On top of all this, AI companies defend the exploitation of opted-out works by using the shield of the ‘machine-readable’ requirement. According to Art 4 DSM Directive, the rights reservation must be expressed in machine-readable means, which limits the ways the author can express the choice of opting-out. In turn, purely technological practices such as robots.txt are being paraded as standards for opting out, despite of their limits and without much afterthought.
In particular, these machine-readable means should respect state-of-the-art technologies, as specified by Art 53(1)(c) AI Act. According to a recent decision of the Hamburg Regional Court (Germany), this would mean that modern AI technology should already be able to read natural language – i.e., it should already be able to read a rights reservation declaration written by any of the authors or CMOs they are represented by.
As a result of the current state of uncertainty, the situation is far from encouraging the development of a licensing market and is instead entirely on the side of AI development that is blind to respecting basic copyright protection - and is even blinder if one considers that authors should be appropriately and proportionately remunerated, as Art 18 DSM Directive provides.
It’s a question of time
While options other than the application of the opt-out have until now been dismissed, the issues raised by the Polish Presidency questionnaire represent an important venue for CMOs to fully share their concerns about the current situation and to express their views.
It is impossible not to value the importance of human creativity in the AI context.
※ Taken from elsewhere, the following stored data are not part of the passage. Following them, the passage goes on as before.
PR #6195, opened 2025-08-27
fuzz, flamenco: enable vm tracing

cali-jumptrading:


src/flamenco/runtime/tests/fd_sol_compat.c
```diff
@@ -75,12 +76,16 @@ sol_compat_init( int log_level ) {
   }
 
   ulong footprint = 6UL<<30;
+  if( FD_UNLIKELY( enable_vm_tracing ) ) {
+    footprint = 100UL<<30;
```
mjain-jump: 100gb??

src/flamenco/runtime/tests/fd_sol_compat.c
```diff
@@ -75,12 +76,16 @@ sol_compat_init( int log_level ) {
...
+  }
+
   ulong part_max  = fd_wksp_part_max_est( footprint, 64UL<<10 );
   ulong data_max  = fd_wksp_data_max_est( footprint, part_max );
   wksp = fd_wksp_demand_paged_new( "sol_compat", 42U, part_max, data_max );
   if( FD_UNLIKELY( !wksp ) ) FD_LOG_ERR(( "fd_wksp_demand_paged_new() failed" ));
 
-  runner = sol_compat_setup_runner();
+  runner = sol_compat_setup_runner( enable_vm_tracing);
```
mjain-jump:
```suggestion
  runner = sol_compat_setup_runner( enable_vm_tracing );
```

src/flamenco/runtime/tests/fd_sol_compat.c
cali-jumptrading: um yeah I guess I could try a lower number... lol

cali-jumptrading: 16GB seems to work.

src/flamenco/runtime/program/fd_bpf_loader_program.c
```diff
@@ -487,19 +487,13 @@ fd_bpf_execute( fd_exec_instr_ctx_t *            instr_ctx,
     return FD_EXECUTOR_INSTR_ERR_PROGRAM_ENVIRONMENT_SETUP_FAILURE;
   }
 
-#ifdef FD_DEBUG_SBPF_TRACES
```
ibhatt-jumptrading, line 490: we might need this in backtest too so not sure if we want to make it a fuzz_config specific thing in txn_ctx. Maybe we put this in the capture_ctx as that's a better catch-all

src/flamenco/runtime/tests/fd_txn_harness.c
```diff
@@ -423,6 +423,7 @@ fd_runtime_fuzz_txn_ctx_exec( fd_solfuzz_runner_t * runner,
   fd_exec_txn_ctx_t * txn_ctx     = fd_exec_txn_ctx_join( fd_exec_txn_ctx_new( txn_ctx_mem ), runner->spad, fd_wksp_containing( runner->spad ) );
   *txn_ctx->funk                  = *slot_ctx->funk;
```
ibhatt-jumptrading: nit: align

src/flamenco/runtime/tests/fd_sol_compat.c
```diff
@@ -60,7 +60,8 @@ sol_compat_cleanup_runner( fd_solfuzz_runner_t * runner ) {
 }
 
 void
-sol_compat_init( int log_level ) {
+sol_compat_init( int log_level,
+                 int enable_vm_tracing ) {
```
ripatel-fd: Don't break stable ABI. This should probably use env vars (sorry) to stay backwards compatible. If you insist on breaking ABI here, make a `sol_compat_init_v2` and give it an extendable option struct. e.g. like this:

```
struct options {
  ulong struct_size; /* versioning for the options struct itself */
  /* options go here */
  int enable_vm_tracing; 
};
```

If we just add more function params, it's going to crash in prod

src/flamenco/runtime/tests/fd_solfuzz.h
```diff
@@ -29,6 +29,10 @@ struct fd_solfuzz_runner {
 
   fd_solcap_writer_t * solcap;
   void *               solcap_file; /* FILE * */
+
+  struct {
+    int enable_vm_tracing;
+  } fuzz_options;
```
ripatel-fd: this anon struct seems unnecessary

src/flamenco/runtime/tests/fd_sol_compat.c
cali-jumptrading: oh... um how is this ABI currently used? just in solfuzz right? So if I change solfuzz it should be ok? I actually like the extendable option struct, so I'd probably go with that.

src/flamenco/runtime/tests/fd_solfuzz.h
cali-jumptrading: removed

src/flamenco/runtime/tests/fd_sol_compat.c
cali-jumptrading: Using environment variables now.

src/flamenco/runtime/tests/fd_sol_compat.c
```diff
@@ -67,20 +68,27 @@ sol_compat_init( int log_level ) {
...
+
   fd_log_enable_unclean_exit();
   fd_boot( &argc, &argv_ );
 
   if( FD_UNLIKELY( wksp || runner ) ) {
     FD_LOG_ERR(( "sol_compat_init() called multiple times" ));
   }
 
-  ulong footprint = 6UL<<30;
+  ulong footprint = 7UL<<30;
```
ripatel-fd, line 85: If you change this, you also have to change the test runner script in contrib/test/run_test_vectors.sh

src/flamenco/runtime/tests/fd_solfuzz.h
```diff
@@ -29,10 +29,20 @@ struct fd_solfuzz_runner {
...
+
+  int enable_vm_tracing;
 };
 
 typedef struct fd_solfuzz_runner fd_solfuzz_runner_t;
 
+/* A fd_solfuzz_runner_t object is configured with options stored in a
+   fd_solfuzz_runner_options_t object. */
+struct fd_solfuzz_runner_options {
+   int enable_vm_tracing;
```
ripatel-fd:
```suggestion
  int enable_vm_tracing;
```

src/flamenco/runtime/tests/fd_solfuzz.h
```diff
@@ -45,8 +55,9 @@ FD_PROTOTYPES_BEGIN
    demand paged memory. */
 
 fd_solfuzz_runner_t *
-fd_solfuzz_runner_new( fd_wksp_t * wksp,
-                       ulong       wksp_tag );
+fd_solfuzz_runner_new( fd_wksp_t *                 wksp,
+                       ulong                       wksp_tag,
+                       fd_solfuzz_runner_options_t options );
```
ripatel-fd: Option structs are typically const pointers. Otherwise the stack layout changes when more options are added. Doesn't matter when doing internal linkage, but it's just common practice

src/flamenco/runtime/tests/fd_vm_harness.c
```diff
@@ -217,14 +217,12 @@ do{
   }
 
   /* Setup trace */
-  const uint DUMP_TRACE = 0; // Set to 1 to dump trace to stdout
-  uint tracing_enabled = input->vm_ctx.tracing_enabled;
-  fd_vm_trace_t * trace = NULL;
-  ulong event_max = 1UL<<20;
-  ulong event_data_max = 2048UL;
+  const int enable_vm_tracing = runner->enable_vm_tracing;
+  uint tracing_enabled        = input->vm_ctx.tracing_enabled;
```
ripatel-fd: What's the difference between these two?

cali-jumptrading: don't know... I'll ask Manik

src/flamenco/runtime/tests/fd_sol_compat.c
cali-jumptrading: done

src/flamenco/runtime/tests/fd_vm_harness.c
cali-jumptrading: for now I've just removed usages of it.

mjain-jump: i think one is for capturing traces in the actual effects, and the other is just for debugging purposes

mjain-jump: i dont think we support diffing traces in the effects because theyre known to be different between agave's JIT and our interpreter

ibhatt-jumptrading: what are the differences?

src/flamenco/runtime/program/fd_bpf_loader_program.c
cali-jumptrading: We would then have to modify all the harnesses to set up a capture_ctx. Do you think it is a worthwhile investment at this point?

AI training and development require high amount of high-quality data to be ‘ingested’. It is widely known and accepted that for AI to properly develop, high-quality data is needed. High-quality data means works created by humans, including copyrighted works. These high-quality data are sought after in opposition to synthetic data, which stand instead lower in quality as they are already a by-product of human-created works. Synthetic data has been proved to make the AI less intelligent and more prone to hallucinations (i.e., AI will start to lie), as also reminded by a report commissioned by the French Ministry of Culture.
In a context where the future of AI technology depends on the synergic collaboration of authors, it is clear that authorisation and remuneration for the use of their works is due. Taking stock of this, regardless of there being a technology that is able to respect the opting-out or not, and regardless of there being a technology that is even able to ‘read’ the opt-out declaration, creating a whole industry on the shoulders of authors without there being any form of remuneration for them will only lead to a lose-lose situation that would lead to a direct opposition between the supply and the demand, between authors and technology innovators. If authors would be properly remunerated, they will be more willing to participate in and contribute to the ‘AI revolution’.
If the author has no moral opposition against AI, permission to use their works merely depends on finding an agreement with AI companies. More practically and given the vast amount of content used to train AI, CMOs are best placed to ensure a smooth flow of remuneration from AI companies to authors, for the creation of a healthy and fair licensing system. This solution cannot be avoided for too long and it might be just a question of time, for the benefit of both authors and the future of AI.